One of the difficult parts to the prophetic, the process of listening to God and hearing God speak on my behalf or on others is interpretation. For example the Old Testament shares multiple promises of another King like David who would come and rescue the Jewish people. God promises God will take care of the Jewish people and rescue them. It took years of problems (promise...problem) before God provided an answer to the promise. Over the years people took the promises and interpreted what the provision would look like. They developed a picture of their messiah. So when God’s promise did come, some people missed it—Jesus looked different than their interpretation.
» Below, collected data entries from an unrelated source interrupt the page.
PR #6477, opened 2020-06-03
emitStore-do-not-use-Object-new

MarcusDenker:
We should not use "Object new" as temp name in emitStore:, better use a string that starts with a number, this way it can not clash with other temps but is a string, which allows things to be simpler in the compiler.

### DIFF
--- a/src/Slot-Core/LiteralVariable.class.st
+++ b/src/Slot-Core/LiteralVariable.class.st
@@ -74,7 +74,7 @@ LiteralVariable >> definitionString [
 { #category : #'code generation' }
 LiteralVariable >> emitStore: aMethodBuilder [
 	| tempName |
-	tempName := Object new.
+	tempName := '0TempForStackManipulation'.
 	aMethodBuilder
 		addTemp: tempName;
 		storeTemp: tempName;
--- a/src/Slot-Core/GlobalVariable.class.st
+++ b/src/Slot-Core/GlobalVariable.class.st
@@ -17,9 +17,8 @@ GlobalVariable >> definingClass [
 
 { #category : #'code generation' }
 GlobalVariable >> emitStore: methodBuilder [
-	methodBuilder storeIntoLiteralVariable: self.
 
-
+	methodBuilder storeIntoLiteralVariable: self
 ]
 
 { #category : #'code generation' }
--- a/src/VariablesLibrary/ObservableSlot.class.st
+++ b/src/VariablesLibrary/ObservableSlot.class.st
@@ -36,7 +36,7 @@ ObservableSlot >> emitStore: aMethodBuilder [
 	"generate bytecode for 'varName value: <stackTop>'"
 
 	| temp |
-	temp := Object new.	"we need a unique Object as a temp name"
+	temp := '0slotTempForStackManipulation'.
 	"We pop the value from the stack into a temp to push it back in the right order"
 	aMethodBuilder addTemp: temp.
 	aMethodBuilder storeTemp: temp.
--- a/src/VariablesLibrary/WeakClassVariable.class.st
+++ b/src/VariablesLibrary/WeakClassVariable.class.st
@@ -19,7 +19,7 @@ Class {
 WeakClassVariable >> emitStore: aMethodBuilder [
 	"generate bytecode for 'varname at: 1 put: <stackTop>'"
 	| temp |
-	temp := '0slotTempForStackManipulation'.
+	temp := '0TempForStackManipulation'.
 	"Pop the value to store into a temp to push it back in the right order"
 	aMethodBuilder addTemp: temp.
 	aMethodBuilder storeTemp: temp.


dionisiydk:
There are many users with this pattern:
```Smalltalk
aMethodBuilder addTemp: temp.
aMethodBuilder storeTemp: temp.
aMethodBuilder popTop.	
```
What you think to introduce reusable method for this:
```Smalltalk
IRBuilder>>#storeTopIntoNewTemp: tempName
        | tempKey |
        tempMap := self currentScope tempMap.
	tempKey :=  'generatedTemp', tempMap size asString.
	tempMap at: tempKey put: tempMap size + 1.
	self cacheIndex: tempKey.
         ^tempKey
```
Temp name will be generated and returned. So users can be rewritten like:
```Smalltalk
ObservableSlot>>emitStore: aMethodBuilder
	"generate bytecode for 'varName value: <stackTop>'"
	| temp |
	temp := aMethodBuilder storeTopIntoNewTemp.

	"Push the value holder into the stack, then the value again, then send"
	aMethodBuilder pushInstVar: index.
	aMethodBuilder pushTemp: temp.
	aMethodBuilder send: #value:
```
It will make all variables with such #emitStore logic to have unique temp for them. Which means multiple technical temps in methods accessing multiple such variables.
I am not sure that single temp in that case is really desired. Can we be sure that it does not lead to problems?
But if we want shared temps between multiple variables then add parameter: aMethodBuilder storeTopIntoNewTemp: #tempName.

dionisiydk:
There are many users with this pattern:
```Smalltalk
aMethodBuilder addTemp: temp.
aMethodBuilder storeTemp: temp.
aMethodBuilder popTop.	
```
What you think to introduce reusable method for this:
```Smalltalk
IRBuilder>>#storeTopIntoNewTemp: tempName
       self addTemp: tempName; storeTemp: tempName; popTop
```
Then users can be rewritten like:
```Smalltalk
ObservableSlot>>emitStore: aMethodBuilder
	"generate bytecode for 'varName value: <stackTop>'"
	| temp |
        temp := 'GeneratedTempName'.
	aMethodBuilder storeTopIntoNewTemp: temp.

	"Push the value holder into the stack, then the value again, then send"
	aMethodBuilder pushInstVar: index.
	aMethodBuilder pushTemp: temp.
	aMethodBuilder send: #value:
```

dionisiydk:
I would also hide the name for generated temp from users. What happens when two such special variables are used in same method?
They both will ask methodBuilder to add same temp var. Is it required? 
I am curious about this part of #addTemp: 
```Smalltalk
"adding the same var multiple times reuses the same offset"
(tempMap includesKey: tempKey) ifTrue: [ ^ self cacheIndex: tempKey ].
```
Why we can't just return if variable is already in the map?

dionisiydk:
I guess the idea is that it is safe to use same technical temp shared between all variables in the method.
But here you are using different temp names for different variable types: 
- 0slotTempForStackManipulation 
- 0TempForStackManipulation.

Why it is necessary? I do not see why slots case is different than other vars.

We can have shortcuts (at least for the most of cases like 0TempForStackManipulation):
- #storeTopIntoTechTemp.
- #pushTechTemp.

And the example would be:
```Smalltalk
ObservableSlot>>emitStore: aMethodBuilder
	"generate bytecode for 'varName value: <stackTop>'"
        aMethodBuilder storeTopIntoTechTemp.

	"Push the value holder into the stack, then the value again, then send"
	aMethodBuilder pushInstVar: index.
	aMethodBuilder pushTechTemp.
	aMethodBuilder send: #value:
```
(with better names than mine of course :))

MarcusDenker:
"Why we can't just return if variable is already in the map?" 

It just returns. the additional call updates the index in the semantic variable. This is needed as it can be different one.

as for #storeTopIntoNewTemp:, one thing we need to see is that this is assembly level. too many helper methods do not fit (at least my) mental model here.. 

But I like the "storeTopIntoTechTemp" idea.. as hiding the name is nice. But as for generating multiple
vars: it would mean that 5 reads of the slot would add 5 different temps, which is not what we want.

It's a nice property of this kind of temp that we can reuse it.

dionisiydk:
> "Why we can't just return if variable is already in the map?"
> 
> It just returns. the additional call updates the index in the semantic variable. This is needed as it can be different one.

The interesting part is why it can be different? It's probably not an easy question :)

MarcusDenker:
The offset might not be different, it's just that the SemVar needs to be updated... I think this happens for copied temps? I will add it to the backlog to describe this in a comment. (took me a while to get this to work... and not updating the index exactly here was one of the things why)

MarcusDenker:
If you remove it, this test fails:

`
exampleTempNamedTempVectorInlinedLoop
"This test is for accessing temp var c within an inlined loop scope. 
Temp var c is written in the loop and closed in a block -> therefore it is in a tempvector. "
	| a b c |
	c := nil.
	a := 1.
	[ c := 42.
	b := thisContext tempNamed:'c' . a < 1 ]
		whileTrue: [ a := a + 1.
				[ c asString ] ].
	^ b

`

MarcusDenker:
The copying temp that stored the tempvector has no index in this case.

tesonep (approved):

src/Slot-Core/LiteralVariable.class.st
```diff
@@ -74,7 +74,7 @@ LiteralVariable >> definitionString [
 { #category : #'code generation' }
 LiteralVariable >> emitStore: aMethodBuilder [
 	| tempName |
-	tempName := Object new.
+	tempName := '0TempForStackManipulation'.
```
tesonep, line 77: I have a question.... in this case the names should not be unique? 
Because doing Object new each time produced different objects. 
Having an string as name, it does not produce clashes?

tesonep (changes requested):

src/Slot-Core/LiteralVariable.class.st
MarcusDenker: I don't think so:

- there is no nesting possible and thus the whole usage is just local.
- all use starts with writing into the var. Thus no confusion of old values.

So what will happen if there are multiple writes of this kind of var in the same method?
all of them will use the same synthesised var, but the use never overlaps.

At leas that is how I understand it...

MarcusDenker:
I will add the two aspects  discussed in the backlog (improve addTemp: and add helper methods for the synthesised temps)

I frequently hear God promise. And usually God will give enough to be encouraging but spare the details of how that promise will unfold. Just as frequently sometime after the promise, I encounter problems…it seems as if the opposite is coming true or at least that God has forgotten the promises. God's promises require some form of participation from us...this is where the discernment gets tricky. What does the participation look like? When do I wait and when do I proceed? What does that look like? I can choose in those moments to cling to the promises and trust. Sometimes God has me move forward without knowing the end result. But sometimes I take the promises and try to make them happen myself…a bit like Abraham way back at the beginning of the bible. God promises that Abraham and his wife Sarah will have a kid. (Promise) They are both super old so think it is impossible. (Problem) So Abraham has sex with his slave girl and has a kid with her…. (Provision?) But no, Sarah actual does have a kid. Abraham didn’t need to try to fix his perceived problem—he just needed to wait a little longer and trust.
In a completely dumb and trivial example: there are these British cups that I like and have honestly started to become a little obsessed by. I started wanting some but given our budget these days it felt out of the question. I was talking to God about them and thought I heard God say, “I’ll provide some for you, don’t worry.” (promise). “But how” I thought—“how are you going to provide”? (problem) There was an online sale going on where cups were more than half off (provision?). So I spent way too long stressing about it, thinking about it, looking at them. Then I bought some. I couldn’t sleep. It wasn’t a wise choice of our money at this point. I canceled the order. That same evening I received an email from someone saying “she wanted to give me 4 of these cups—she had too many and so would I come over to her house and pick some out?” (Provision!!) I created more of a mess than I needed to, was stressed out and tried to make God’s promise come true by my own might. I couldn't figure out what my participation in the promise looked like. This time all I had to do was wait and trust but sometimes God's promises require my action and figuring out what is what makes my head spin.
It is so easy in the “away” portions of our lives to loose hope and trust in what God has promised. Sometimes clinging to the promises of God helps during those times. But sometimes the promises seem so unrealistic, take longer than we think or even come in forms we didn’t picture. So we try to make them true ourselves. But it is amazing how often when God brings us back “home”—whether in big promises or little--God comes through in God’s time and in God’s way which though different than I picture is better than I could have imagined. So if you are in an “away” season don’t loose hope and keep your eyes peeled for ways God will come through and will provide answers to the promise. Home-away-Home. Promise-Problem-Provision.